Saudi Arabia Says It Has Evidence Iran Bombed Abqaiq
Now that the Saudis have assured the oil markets that full capacity at its enormous Abqaiq crude oil processing facility will be restored by the end of the month, attention is being turned to who the culprit is. Even though Yemeni Houthis have already claimed responsibility, Saudi Arabia says it was really Iran who was behind the attack, and now they say they have concrete evidence. The kingdom said that it would provide this evidence today at 2:30pm, half an hour after the FOMC has had its say about rates. Iran has continually denied any involvement in the attack. “They want to impose maximum … pressure on Iran through slander,” Iran’s President Hassan Rouhani said according to state media. “We don’t want conflict in the region … Who started the conflict?” he said, menacingly.
UK Supreme Court Deliberates on Prorogation of Parliament
British stocks (NYSEARCA:EWU) continue their slow and steady trek up a wall of worry as the British Supreme Court deliberates over the legality of Prime Minister Boris Johnson’s prorogation of parliament last week. That basically means he called an end to the parliamentary session in order to open a new one with a Queen’s Speech on October 14th. The advantage being that in the meantime, parliament members can’t pass any laws, so they won’t be able to hamstring Johnson any further, at least not until October 14th. That is when they will probably start yelling at him again for being a dictator and trying to destroy democracy, even though he is the one who is trying to fulfill a democratic referendum where the people chose to leave the European Union by a wide margin.
According to Johnson’s lawyers, the matter is political and therefore not justiciable by the courts. According to the lawyers for the prorogued MPs, prorogation for the purpose of stymieing parliament is illegal and the body must be recalled. Meanwhile, Queen Elizabeth II is stuck in the middle of this mess because she is the one that actually prorogues parliament, technically. At 93, she probably never believed she’d be involved in politics so closely.
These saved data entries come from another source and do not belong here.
PR #7946, opened 2023-08-31
Python tar consistency

tvalenta:
When creating tar archives of Python versions:
* sort directory entries by name instead of OS order
* Use the timestamp of libpython3.so as the mtime of all added files.

This should increase the chance that archives created from consistent
sources will be uniform and reproducible, being more likely to match
cached layers.

On one Linux instance:
```
dependabot@492fc87f7481:/usr/local/.pyenv/versions$ md5sum *gz
e4a8931b35ccbd103fb194aa477f0f10  3.10.13.tar.gz
6f9123a5ef7b5f6a8c83d566a840cc6c  3.8.18.tar.gz
2e9d8dc9c22ff8809afd3f26265b0d08  3.9.18.tar.gz
```
On a different server:
```
dependabot@492fc87f7481:/usr/local/.pyenv/versions$ md5sum *gz
e4a8931b35ccbd103fb194aa477f0f10  3.10.13.tar.gz
6f9123a5ef7b5f6a8c83d566a840cc6c  3.8.18.tar.gz
2e9d8dc9c22ff8809afd3f26265b0d08  3.9.18.tar.gz
```

### DIFF
--- a/python/Dockerfile
+++ b/python/Dockerfile
@@ -70,7 +70,7 @@ RUN PYENV_VERSION=$PY_3_8 pyenv exec python --version | grep "Python $PY_3_8" ||
 RUN bash /opt/python/helpers/build $PY_3_8
 # This python environment occupies ~0.5 GB and gets used for a fraction of jobs, so store it compressed.
 RUN cd $PYENV_ROOT/versions \
-  && tar czf $PY_3_8.tar.gz $PY_3_8
+  && tar --mtime=./$PY_3_8/lib/libpython3.so --sort=name -czf $PY_3_8.tar.gz $PY_3_8
 
 ## 3.9
 # Docker doesn't support parametrizing `COPY --from:python:$PY_1_23-bookworm`, so work around it using an alias.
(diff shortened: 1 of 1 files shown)


python/Dockerfile
```diff
@@ -70,7 +70,7 @@ RUN PYENV_VERSION=$PY_3_8 pyenv exec python --version | grep "Python $PY_3_8" ||
 RUN bash /opt/python/helpers/build $PY_3_8
 # This python environment occupies ~0.5 GB and gets used for a fraction of jobs, so store it compressed.
 RUN cd $PYENV_ROOT/versions \
-  && tar czf $PY_3_8.tar.gz $PY_3_8
+  && tar --mtime=./$PY_3_8/lib/libpython3.so --sort=name -czf $PY_3_8.tar.gz $PY_3_8
```
jeffwidman, line 73:
```suggestion
  # using a consistent mtime and sort order increases the odds this layer will be pulled from the docker image cache
  && tar --mtime=./$PY_3_8/lib/libpython3.so --sort=name -czf $PY_3_8.tar.gz $PY_3_8
```

Can you add a code comment like ☝️ to all of these for consistency? I know there's `git blame`, but this one is non-obvious enough that an inline comment would be helpful for anyone who comes along later wondering why this was done and if changing it will break anything.

tvalenta: I can, and I will!

jeffwidman:
👍 makes sense to me, with a minor nit about commenting it so that later devs know that if they need to change this it won't break anything other than cache hit rate.

tvalenta:
Since there have been modifications to the Dockerfile, I'll just close this and redo for future consideration. The changes are minor enough that it would be an easier path.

CannTrust Smashed Again for Illegal Grow Operations
CannTrust (NYSE:CTST) got walloped again yesterday and is down another 4% in premarket trade after Canada’s health regulator, the cleverly-named Health Canada, suspended its license to produce and sell cannabis, accusing it of illegal grow operations. Trading in its stock was halted yesterday morning. Health Canada is in the process of seizing and detaining all cannabis products in Pellham and Vaughn. The firm can still cultivate and harvest existing crops and can at least dry and trim what they still have. They are not allowed to grow fresh batches or sell any cannabis while the suspension is in effect. CannTrust was previously caught growing crops in unlicesnsed room, product which went to sick people in Denmark. After all, it is Health Canada. Not Health Denmark.
FedEx Craters on Lower Outlook Due to Trade War
Who would have guessed, but apparently the trade war negatively affects trade. One of the companies that heavily relies on trade is FedEx (NYSE:FDX), which of course ships stuff back and forth between countries, in other words stuff that is traded. FedEx tanked 8% yesterday on the back of missed profit expectations and a lower outlook for 2020 thank to increasing trade tensions. FedEx earned $745 million compared with $835 million same quarter last year. “Our performance continues to be negatively impacted by a weakening global macro environment driven by increasing trade tensions and policy uncertainty,” Chief Executive Frederick W. Smith said in a statement.